WORK TASK:
When a line of the records contains "TwoJackDerived", copy it.

Items listed in a dataset:
== Segment start ==
Issue #525, opened 2024-08-16
Uses cases for signals that derive from other signals


canismarko:
Following up from a conversation on mattermost: this issue can hold use cases for a DerivedSignal class. I'll include ours as comments.

> is there an ophyd-async way to derive signals from other signals, in the spirit of OG ophyd's DerivedSignal and pcdsdevices' MultiDerivedSignal?

canismarko:
# Calculated signals

We have several situations where we use one or more epics signals to calculate new values. For example, an ion chamber's scaler measures counts from the voltage-to-frequency convertor. We use a derived signal for calculating what the voltage was at the input to the V-to-F, and another one that uses this voltage to calculate the current at the input to the pre-amplifier. Eventually we will add another that calculates the photon counts based on this current.

https://github.com/spc-group/haven/blob/c31960b010ce22c6d4d7bd909458acdfd800b122/src/haven/instrument/ion_chamber.py#L39

canismarko:
# Standardizing Interfaces

We have a set of 4 filters arranged in a single XIA PFCU4 filter bank, and two of them are fitted with solid tungsten to work as a shutter. To operate the shutter I need to read the existing state of all four filters as bits and specifically set the two bits for the W filters to the correct position for the shutter to be open (``XX10``) or closed (``XX01``) where X is the existing state of the other two non-shutter filters.

I used a DerivedSignal with some bitmasking to create a shutter device that can operate like any other shutter using e.g. ``set(0)`` or ``set(1)`` to open and close the shutter respectively.

https://github.com/spc-group/haven/blob/c31960b010ce22c6d4d7bd909458acdfd800b122/src/haven/instrument/xia_pfcu.py#L58

canismarko:
# Sharing Start/Stop Signals

To operate our undulators, there are PVs for setting the desired energy, gap, energy taper and gap taper. Then a single "start" PV exists for moving the undulator to all these targets. I wrote a device that has positioners for these 4 values so that I can do ``undulator.energy_taper.set(100)`` and it will move the undulator to that taper. To do this, each of those four positioners uses derived signals linking back to the undulator's start and stop signals so that they can all operate the undulator properly.

https://github.com/spc-group/haven/blob/c31960b010ce22c6d4d7bd909458acdfd800b122/src/haven/instrument/xray_source.py#L25

canismarko:
# Encoding Data in a PV as a string

[...]

PR #661, opened 2024-11-21
Initial stab at DerivedSignal #525

coretl:


src/ophyd_async/core/_protocol.py
```diff
@@ -96,6 +96,14 @@
         """
 
 
+@runtime_checkable
+class AsyncMovable(Protocol):
+    @abstractmethod
+    def set(self, value) -> AsyncStatus:
+        """Return a ``Status`` that is marked done when the device is done moving."""
+        ...
```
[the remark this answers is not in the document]
evalott100: Wow, AI is an even more pedantic reviewer than I am

src/ophyd_async/core/_signal.py
```diff
@@ -56,7 +56,15 @@ def __init__(self, backend: SignalBackend):
...
 
     async def connect_mock(self, device: Device, mock: LazyMock):
-        self.backend = MockSignalBackend(self._init_backend, mock)
+        # TODO: ugly circular import
+        from ._derived_signal import DerivedSignalBackend
+
+        if isinstance(self._init_backend, DerivedSignalBackend):
+            # It makes no sense to mock a derived signal backend, so
+            # use the real thing which will be backed by mocked signals
+            self.backend = self._init_backend
```
evalott100, line 65: Doesn't it? We still want mock utilities...

Is there a way to do it [here](https://github.com/bluesky/ophyd-async/blob/bdffa0111d4e7c432ce0ce8f3214b09e81f526ac/src/ophyd_async/core/_mock_signal_backend.py#L27-L34) like we do with soft signal backend?

coretl: The problem is what does it mean to call `set_mock_value` on a `DerivedSignal`? That makes it more of a "half mocked" signal, which might be confusing...

evalott100: Yea, I was thinking of maybe allowing it and putting an assert here

https://github.com/bluesky/ophyd-async/blob/93ac49901f6b32e5a8243a278119c9ced53dc7b4/src/ophyd_async/testing/_mock_signal_utils.py#L35-L38

but we probably don't have a use case really.

src/ophyd_async/core/_signal.py
```diff
@@ -56,7 +56,15 @@
         self.backend = self._init_backend = backend
 
     async def connect_mock(self, device: Device, mock: LazyMock):
-        self.backend = MockSignalBackend(self._init_backend, mock)
+        # TODO: ugly circular import
+        from ._derived_signal import DerivedSignalBackend
```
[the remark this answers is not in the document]
coretl: Yes I know...

src/ophyd_async/epics/motor.py
```diff
@@ -228,11 +238,18 @@ async def _prepare_velocity(
...
+        )
+        return Location(setpoint=setpoint, readback=readback)
+
+    def subscribe(self, function: Callback[dict[str, Reading[float]]]) -> None:
+        """Subscribe."""
+        self.user_readback.subscribe(function)
+
+    def clear_sub(self, function: Callback[dict[str, Reading[float]]]) -> None:
+        """Unsubscribe."""
+        self.user_readback.clear_sub(function)
```
DominicOram, line 252: Could: Might want a unit test covering just these motor changes?

tests/core/test_multi_derived_signal.py
```diff
@@ -0,0 +1,167 @@
...
+    jack1: F
+    jack2: F
+
+
+class TwoJackDerived(TypedDict, Generic[F]):
+    height: F
+    angle: F
+
+
+class TwoJackTransform(Transform):
```
DominicOram, line 48: Could: Couldn't we just reduce this all down to floats rather than get numpy involved:
```python
from math import tan, atan


class TwoJackRaw(TypedDict):
    jack1: float
    jack2: float


class TwoJackDerived(TypedDict):
    height: float
    angle: float


class TwoJackTransform(Transform):
    distance: float

    def raw_to_derived(self, *, jack1: float, jack2: float) -> TwoJackDerived:
        diff = jack2 - jack1
        return TwoJackDerived(
            height=jack1 + diff / 2,
            # need the case as returns numpy float rather than float64, but this
            # is ok at runtime
            angle=atan(diff / self.distance),
        )

    def derived_to_raw(self, *, height: float, angle: float) -> TwoJackRaw:
        diff = tan(angle) * self.distance
        return TwoJackRaw(
            jack1=height - diff / 2,
            jack2=height + diff / 2,
        )
```
Seems more readable?

tests/core/test_multi_derived_signal.py
```diff
@@ -0,0 +1,167 @@
...
+
+
+class Mirror(Device):
+    def __init__(self, name=""):
+        # Raw signals
+        self.x1 = SimMotor()
+        self.x2 = SimMotor()
+        # Parameter
+        self.x1_x2_distance = soft_signal_rw(float, initial_value=1)
+        # Derived signals
```
DominicOram, line 80: Should: Obviously we need docs in general on this but specifically defining raw, parameter and derived

tests/core/test_single_derived_signal.py
```diff
@@ -0,0 +1,161 @@
...
+        super().__init__(name=name)
+
+    def _get_position(self, x: float, y: float) -> BeamstopPosition:
+        if abs(x) < 1 and abs(y) < 2:
+            return BeamstopPosition.IN_POSITION
+        else:
+            return BeamstopPosition.OUT_OF_POSITION
+
+
+class Positioner(Device):
```
DominicOram, line 46: Could: At first glance it wasn't obvious how this related to the above. I would call it `MoveableBeamstop` and the one above `ReadOnlyBeamStop` or something like that

tests/core/test_single_derived_signal.py
```diff
@@ -0,0 +1,161 @@
...
+        super().__init__(name=name)
+
+    def _get_position(self, x: float, y: float) -> BeamstopPosition:
+        if abs(x) < 1 and abs(y) < 2:
+            return BeamstopPosition.IN_POSITION
+        else:
+            return BeamstopPosition.OUT_OF_POSITION
+
+    @AsyncStatus.wrap
+    async def set(self, value: BeamstopPosition) -> None:
```
DominicOram, line 64: Should: Naming this set is ambiguous as it means I can now do either `yield from bps.abs_set(device, IN)` or  `yield from bps.abs_set(device.position, IN)`? I would rename this to something like `_set_from_position` to be clear that the device is not designed to be used like `yield from bps.abs_set(device, IN)`.

tests/core/test_single_derived_signal.py
```diff
@@ -0,0 +1,161 @@
...
+        )
+        super().__init__(name=name)
+
+    def _get_position(self, x: float, y: float) -> BeamstopPosition:
+        if abs(x) < 1 and abs(y) < 2:
+            return BeamstopPosition.IN_POSITION
+        else:
+            return BeamstopPosition.OUT_OF_POSITION
+
+    @AsyncStatus.wrap
```
DominicOram, line 63: Nit: Do we have to do the wrapping here? Is there anyway we could just define an async func and `derived_signal_rw` do the wrapping?

tests/core/test_multi_derived_signal.py
```diff
@@ -0,0 +1,167 @@
...
+            jack1=self.x1,
+            jack2=self.x2,
+            distance=self.x1_x2_distance,
+        )
+        self.x = self._creator.derived_signal_rw(float, "height", "x")
+        self.roll = self._creator.derived_signal_rw(float, "angle", "roll")
+        super().__init__(name=name)
+
+    @AsyncStatus.wrap
+    async def set(self, derived: MirrorDerived) -> None:
```
DominicOram, line 93: Should: Is this designed to be externally callable? In which case the device should be `Movable`? Or if it's not meant to be externally callable rename from `set` for clarity

tests/core/test_single_derived_signal.py
```diff
@@ -0,0 +1,161 @@
...
+        # Raw signals
+        self.x = soft_signal_rw(float)
+        self.y = soft_signal_rw(float)
+        # Derived signals
+        self.position = derived_signal_rw(
+            self._get_position, self.set, x=self.x, y=self.y
+        )
+        super().__init__(name=name)
+
+    def _get_position(self, x: float, y: float) -> BeamstopPosition:
```
DominicOram, line 57: Nit: This is probably something we discussed already in person but it's a little annoying the type system won't catch this having incorrect arguments. I assume you've thought about it and there's no clean way round it. We can live with it

DominicOram (changes requested):
Thanks! I have just reviewed the tests as an example of how it would be used downstream and don't have time to review the implementation, sorry. Some of my comments may be a bit harsh/nitpicky but I was trying to review it from the perspective of "these are documented example cases that are the gold standard for how to use it".

Most of the comments are optional but I would like docs on this somewhere before I would approve

tests/core/test_multi_derived_signal.py
coretl: I will need this feature in 6 months as I need to transform a whole scanspec of points from derived to raw space, so I needed to make sure typing worked with that approach, however now I know it works I can remove it from the test and put it in an issue for the future...

tests/core/test_single_derived_signal.py
coretl: 3 days of head banging and I can't see a way of convincing the type system to check this...

I will make another ticket to add runtime checking of these at init time though

tests/core/test_single_derived_signal.py
coretl: Can you think of a usecase where we would want the `set` method publicly accessible on the device? Or is this never the case for a single derived signal?

src/ophyd_async/epics/motor.py
coretl: This is temporary until https://github.com/bluesky/ophyd-async/issues/828 so I'll cover tests as part of that ticket

src/ophyd_async/core/_derived_signal.py
```diff
@@ -0,0 +1,184 @@
...
+    Transform,
+    TransformT,
+)
+from ._device import Device
+from ._signal import SignalR, SignalRW, SignalT, SignalW
+from ._signal_backend import SignalDatatypeT
+from ._status import AsyncStatus
+
+
+class DerivedSignalCreator(Generic[TransformT]):
```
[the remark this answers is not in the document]
coretl: That's a much better name!

tests/core/test_multi_derived_signal.py
coretl: https://github.com/bluesky/ophyd-async/issues/830

tests/core/test_single_derived_signal.py
coretl: Nope, we can remove that

DominicOram (approved):
Great, thanks! I still haven't looked at the implementation in detail but the interface now looks good, just some minor suggestions, take them or leave them

src/ophyd_async/core/_derived_signal.py
```diff
@@ -10,27 +10,57 @@
...
     def __init__(
         self,
         transform_cls: type[TransformT],
-        set_derived: Callable[..., AsyncStatus] | None = None,
+        set_derived: Callable[..., Awaitable[None]] | None = None,
         **raw_and_transform_devices,
     ):
         self._set_derived = set_derived
+        # Check the raw and transform devices match the input arguments of the Transform
+        if transform_cls is not Transform:
```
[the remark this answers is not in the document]
DominicOram: https://github.com/bluesky/ophyd-async/issues/836

src/ophyd_async/testing/_single_derived.py
```diff
@@ -0,0 +1,89 @@
...
+
+    def __init__(self, num_signals: int, name=""):
+        with self.add_children_as_readables():
+            self.signals = DeviceVector(
+                {i: soft_signal_rw(int, units="cts") for i in range(1, num_signals + 1)}
+            )
+        self.set_all = derived_signal_w(self._set_all, derived_units="cts")
+        super().__init__(name=name)
+
+    @AsyncStatus.wrap
```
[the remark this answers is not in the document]
coretl: correct

tests/core/test_multi_derived_signal.py
```diff
@@ -70,12 +72,33 @@ async def test_monitoring_position():
     assert results.empty()
 
 
-async def test_setting_position():
-    inst = Mirror("mirror")
+async def test_setting_position_stright_through():
```
DominicOram, line 75: Nit:
```suggestion
async def test_setting_position_straight_through():
```

DominicOram (approved):
One nit, otherwise looks good. Thanks! If you get this into a release I will try and get and convert some of our usecases in `dodal`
== Segment end ==
TASK RESULT:
+class TwoJackDerived(TypedDict, Generic[F]):
class TwoJackDerived(TypedDict):
    def raw_to_derived(self, *, jack1: float, jack2: float) -> TwoJackDerived:
        return TwoJackDerived(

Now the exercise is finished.